→ Material supplied:
★ ★ ★

PR #7717, opened 2023-07-26
Ensure that multitarget AOT builds have consistent random sequence

steven-johnson:
If a Generator uses random_float() (or the int or uint versions), and is used in a multitarget build, we weren't resetting the counters for random generation between each subtarget... meaning that each subtarget would get a different random sequence, leading to some ery hard-to-debug test failures when running on different hardware variants. This PR ensures that the relevant counters are all reset before each subtarget is generated, so that each should see the same sequence of random number generation.

### DIFF
--- a/src/Function.cpp
+++ b/src/Function.cpp
@@ -299,10 +299,11 @@ public:
     }
 };
 
-// A counter to use in tagging random variables
-std::atomic<int> rand_counter{0};
-
 }  // namespace
+
+// A counter to use in tagging random variables.
+// Note that this will be reset by Internal::reset_random_counters().
+std::atomic<int> random_variable_counter = 0;
 
 Function::Function(const FunctionPtr &ptr)
     : contents(ptr) {
@@ -542,7 +543,7 @@ void Function::define(const vector<string> &args, vector<Expr> values) {
     }
 
     // Tag calls to random() with the free vars
-    int tag = rand_counter++;
+    int tag = random_variable_counter++;
     vector<VarOrRVar> free_vars;
     free_vars.reserve(args.size());
     for (const auto &arg : args) {
@@ -752,7 +753,7 @@ void Function::define_update(const vector<Expr> &_args, vector<Expr> values) {
             free_vars.emplace_back(RVar(check.reduction_domain, i));
         }
     }
-    int tag = rand_counter++;
+    int tag = random_variable_counter++;
     for (auto &arg : args) {
         arg = lower_random(arg, free_vars, tag);
     }
--- a/src/IROperator.cpp
+++ b/src/IROperator.cpp
@@ -2593,10 +2593,26 @@ Expr mod_round_to_zero(Expr x, Expr y) {
                       Call::PureIntrinsic);
 }
 
+namespace {
+
+std::atomic<int> random_float_counter = 0;
+std::atomic<int> random_uint_counter = 0;
+
+}  // namespace
+
+namespace Internal {
+
+void reset_random_counters() {
+    random_float_counter = 0;
+    random_uint_counter = 0;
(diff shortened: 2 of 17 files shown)


steven-johnson:
> Do we want to just reset the random counters, or do we want to centralize and reset all state (i.e. unique name counters too)?

I'd be very much in favor of that. I'm not sure what else to add, though -- unique-name stuff, anything else? (And to instantly add scope-creep -- could we move all such global state into a single struct that is referenced by a thread-local pointer? :-) Having compiler state in random globals has always irked me from a design perspective, but if we could at least collapse it into a single global struct it would be less bad...)

abadams:
In theory IR can be generated from multiple threads and then used in a single pipeline, so I don't think we can use thread-local state.

steven-johnson:
> In theory IR can be generated from multiple threads and then used in a single pipeline, so I don't think we can use thread-local state.

Yeah, I guess that would take some more careful thinking. But moving all the mutable global state into a single struct seems like a worthwhile goal regardless.

TH3CHARLie:
To add more motivation for this PR, in libfuzzer, each invocation of the fuzzer API will create the same pipeline but with incrementing suffix like `blur$800`

steven-johnson:
Closing in favor of #7722

steven-johnson:
Reopening this as #7722 ran into some sticky issues, and the original impetus for investigating this was just the random sequences.

src/IROperator.h
```diff
@@ -351,6 +351,11 @@ Expr requirement_failed_error(Expr condition, const std::vector<Expr> &args);
 
 Expr memoize_tag_helper(Expr result, const std::vector<Expr> &cache_key_values);
 
+/** Reset the counters used for random-number seeds in random_float/int/uint
+ * when no seed is explicitly passed in; this is used for multitarget compilation
```
abadams, line 355: The counter is added even if a seed is passed in. The seed is additional.

src/IROperator.cpp
```diff
@@ -2593,10 +2593,26 @@ Expr mod_round_to_zero(Expr x, Expr y) {
                       Call::PureIntrinsic);
 }
 
+namespace {
+
+std::atomic<int> random_float_counter = 0;
```
abadams, line 2598: Now that it's a global, this can just be one counter, and the even/odd nonsense below can be removed.

src/Function.cpp
```diff
@@ -299,11 +299,12 @@ class FreezeFunctions : public IRGraphVisitor {
...
 };
 
-// A counter to use in tagging random variables
-std::atomic<int> rand_counter{0};
-
 }  // namespace
 
+// A counter to use in tagging random variables.
+// Note that this will be reset by Internal::reset_random_counters().
+std::atomic<int> random_variable_counter = 0;
```
abadams, line 306: The only effect of this tag seems to be to give each compiled Pipeline a separate set of random numbers, in addition to each individual call to random_whatever being distinct. resetting the random counters in Module.cpp below seems like it would just totally undo this...

So if this counter is important, we'd better figure out why, because this PR breaks it.

abadams: Disregard, this is a per-Func counter, not a per-Pipeline counter.

src/IROperator.h
steven-johnson: Done.

src/Function.cpp
abadams: Yes

steven-johnson:
PTAL

steven-johnson:
Clean aside from the since-fixed bogus clang-tidy failure, PTAL

abadams (approved):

★ ★ ★

→ Problem:
Copy out the data above, word for word.

→ Output for this task:
PR #7717, opened 2023-07-26
Ensure that multitarget AOT builds have consistent random sequence

steven-johnson:
If a Generator uses random_float() (or the int or uint versions), and is used in a multitarget build, we weren't resetting the counters for random generation between each subtarget... meaning that each subtarget would get a different random sequence, leading to some ery hard-to-debug test failures when running on different hardware variants. This PR ensures that the relevant counters are all reset before each subtarget is generated, so that each should see the same sequence of random number generation.

### DIFF
--- a/src/Function.cpp
+++ b/src/Function.cpp
@@ -299,10 +299,11 @@ public:
     }
 };
 
-// A counter to use in tagging random variables
-std::atomic<int> rand_counter{0};
-
 }  // namespace
+
+// A counter to use in tagging random variables.
+// Note that this will be reset by Internal::reset_random_counters().
+std::atomic<int> random_variable_counter = 0;
 
 Function::Function(const FunctionPtr &ptr)
     : contents(ptr) {
@@ -542,7 +543,7 @@ void Function::define(const vector<string> &args, vector<Expr> values) {
     }
 
     // Tag calls to random() with the free vars
-    int tag = rand_counter++;
+    int tag = random_variable_counter++;
     vector<VarOrRVar> free_vars;
     free_vars.reserve(args.size());
     for (const auto &arg : args) {
@@ -752,7 +753,7 @@ void Function::define_update(const vector<Expr> &_args, vector<Expr> values) {
             free_vars.emplace_back(RVar(check.reduction_domain, i));
         }
     }
-    int tag = rand_counter++;
+    int tag = random_variable_counter++;
     for (auto &arg : args) {
         arg = lower_random(arg, free_vars, tag);
     }
--- a/src/IROperator.cpp
+++ b/src/IROperator.cpp
@@ -2593,10 +2593,26 @@ Expr mod_round_to_zero(Expr x, Expr y) {
                       Call::PureIntrinsic);
 }
 
+namespace {
+
+std::atomic<int> random_float_counter = 0;
+std::atomic<int> random_uint_counter = 0;
+
+}  // namespace
+
+namespace Internal {
+
+void reset_random_counters() {
+    random_float_counter = 0;
+    random_uint_counter = 0;
(diff shortened: 2 of 17 files shown)


steven-johnson:
> Do we want to just reset the random counters, or do we want to centralize and reset all state (i.e. unique name counters too)?

I'd be very much in favor of that. I'm not sure what else to add, though -- unique-name stuff, anything else? (And to instantly add scope-creep -- could we move all such global state into a single struct that is referenced by a thread-local pointer? :-) Having compiler state in random globals has always irked me from a design perspective, but if we could at least collapse it into a single global struct it would be less bad...)

abadams:
In theory IR can be generated from multiple threads and then used in a single pipeline, so I don't think we can use thread-local state.

steven-johnson:
> In theory IR can be generated from multiple threads and then used in a single pipeline, so I don't think we can use thread-local state.

Yeah, I guess that would take some more careful thinking. But moving all the mutable global state into a single struct seems like a worthwhile goal regardless.

TH3CHARLie:
To add more motivation for this PR, in libfuzzer, each invocation of the fuzzer API will create the same pipeline but with incrementing suffix like `blur$800`

steven-johnson:
Closing in favor of #7722

steven-johnson:
Reopening this as #7722 ran into some sticky issues, and the original impetus for investigating this was just the random sequences.

src/IROperator.h
```diff
@@ -351,6 +351,11 @@ Expr requirement_failed_error(Expr condition, const std::vector<Expr> &args);
 
 Expr memoize_tag_helper(Expr result, const std::vector<Expr> &cache_key_values);
 
+/** Reset the counters used for random-number seeds in random_float/int/uint
+ * when no seed is explicitly passed in; this is used for multitarget compilation
```
abadams, line 355: The counter is added even if a seed is passed in. The seed is additional.

src/IROperator.cpp
```diff
@@ -2593,10 +2593,26 @@ Expr mod_round_to_zero(Expr x, Expr y) {
                       Call::PureIntrinsic);
 }
 
+namespace {
+
+std::atomic<int> random_float_counter = 0;
```
abadams, line 2598: Now that it's a global, this can just be one counter, and the even/odd nonsense below can be removed.

src/Function.cpp
```diff
@@ -299,11 +299,12 @@ class FreezeFunctions : public IRGraphVisitor {
...
 };
 
-// A counter to use in tagging random variables
-std::atomic<int> rand_counter{0};
-
 }  // namespace
 
+// A counter to use in tagging random variables.
+// Note that this will be reset by Internal::reset_random_counters().
+std::atomic<int> random_variable_counter = 0;
```
abadams, line 306: The only effect of this tag seems to be to give each compiled Pipeline a separate set of random numbers, in addition to each individual call to random_whatever being distinct. resetting the random counters in Module.cpp below seems like it would just totally undo this...

So if this counter is important, we'd better figure out why, because this PR breaks it.

abadams: Disregard, this is a per-Func counter, not a per-Pipeline counter.

src/IROperator.h
steven-johnson: Done.

src/Function.cpp
abadams: Yes

steven-johnson:
PTAL

steven-johnson:
Clean aside from the since-fixed bogus clang-tidy failure, PTAL

abadams (approved):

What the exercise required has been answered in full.